§ What to work on: Quote all entries in full, exactly.

(Data records)

PR #28, opened 2021-05-10
Add support for filtering on ID's for collections.

nickygerritsen:


Contest_API.md
```diff
@@ -371,6 +371,15 @@ attributes that are:
...
     `null` value or because it was not implemented.
 
+### Filtering
+
+Endpoints that return a JSON array must allow filtering on any
+attribute with type ID (except the `id` field) by passing it as a
+query argument. For example, clarifications can be filtered on the
+recipient by passing `to_team_id=X`. To filter on a `null` value,
+pass an empty string, i.e. `to_team_id=`. It must be possible to filter
+on mulitple fields simultaneously.
```
eldering, line 381: Typo: "multiple".
Maybe a bit more explicit: "It must be possible to filter on multiple different fields simultaneously, with the meaning that all conditions must be met (they are logically `AND`ed)."

Contest_API.md
```diff
@@ -371,6 +371,15 @@ attributes that are:
     In the latter case that can either be because it was a left out
     `null` value or because it was not implemented.
 
+### Filtering
+
+Endpoints that return a JSON array must allow filtering on any
+attribute with type ID (except the `id` field) by passing it as a
```
eldering, line 377: What about attributes that are an array of IDs, like `group_ids` in the teams endpoint and `team_ids` in awards?
I'd argue to start simple and not support these yet.

nickygerritsen: Thats what I only mention ID. I could explicitly state that filtering on array of ID does not have to be supported

nickygerritsen: Added a note about array of ID

Contest_API.md
```diff
@@ -371,6 +371,18 @@ attributes that are:
...
+query argument. For example, clarifications can be filtered on the
+recipient by passing `to_team_id=X`. To filter on a `null` value,
+pass an empty string, i.e. `to_team_id=`. It must be possible to
+filter on multiple different fields simultaneously, with the
+meaning that all conditions must be met (they are logically `AND`ed).
+Note that filtering on any other field, including fields with the type
+array of ID, does not have to be supported.
```
niemela, line 384: "array of ID" should be backticked.

niemela (changes requested):

Contest_API.md
nickygerritsen: Then `ID` above should be as well? It is also not backticked in the tables though

niemela: > Then `ID` above should be as well? 

Good point.

> It is also not backticked in the tables though

Yeah... You know what, let's not...

(And some point we should think through what exactly should be quoted how and then make sure we are consistent. But that's just editing, and can trivially be done later. Let's not block relevant updates on that.)

niemela (approved):

eldering (approved):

(End Data records)

§ Result:
PR #28, opened 2021-05-10
Add support for filtering on ID's for collections.

nickygerritsen:


Contest_API.md
```diff
@@ -371,6 +371,15 @@ attributes that are:
...
     `null` value or because it was not implemented.
 
+### Filtering
+
+Endpoints that return a JSON array must allow filtering on any
+attribute with type ID (except the `id` field) by passing it as a
+query argument. For example, clarifications can be filtered on the
+recipient by passing `to_team_id=X`. To filter on a `null` value,
+pass an empty string, i.e. `to_team_id=`. It must be possible to filter
+on mulitple fields simultaneously.
```
eldering, line 381: Typo: "multiple".
Maybe a bit more explicit: "It must be possible to filter on multiple different fields simultaneously, with the meaning that all conditions must be met (they are logically `AND`ed)."

Contest_API.md
```diff
@@ -371,6 +371,15 @@ attributes that are:
     In the latter case that can either be because it was a left out
     `null` value or because it was not implemented.
 
+### Filtering
+
+Endpoints that return a JSON array must allow filtering on any
+attribute with type ID (except the `id` field) by passing it as a
```
eldering, line 377: What about attributes that are an array of IDs, like `group_ids` in the teams endpoint and `team_ids` in awards?
I'd argue to start simple and not support these yet.

nickygerritsen: Thats what I only mention ID. I could explicitly state that filtering on array of ID does not have to be supported

nickygerritsen: Added a note about array of ID

Contest_API.md
```diff
@@ -371,6 +371,18 @@ attributes that are:
...
+query argument. For example, clarifications can be filtered on the
+recipient by passing `to_team_id=X`. To filter on a `null` value,
+pass an empty string, i.e. `to_team_id=`. It must be possible to
+filter on multiple different fields simultaneously, with the
+meaning that all conditions must be met (they are logically `AND`ed).
+Note that filtering on any other field, including fields with the type
+array of ID, does not have to be supported.
```
niemela, line 384: "array of ID" should be backticked.

niemela (changes requested):

Contest_API.md
nickygerritsen: Then `ID` above should be as well? It is also not backticked in the tables though

niemela: > Then `ID` above should be as well? 

Good point.

> It is also not backticked in the tables though

Yeah... You know what, let's not...

(And some point we should think through what exactly should be quoted how and then make sure we are consistent. But that's just editing, and can trivially be done later. Let's not block relevant updates on that.)

niemela (approved):

eldering (approved):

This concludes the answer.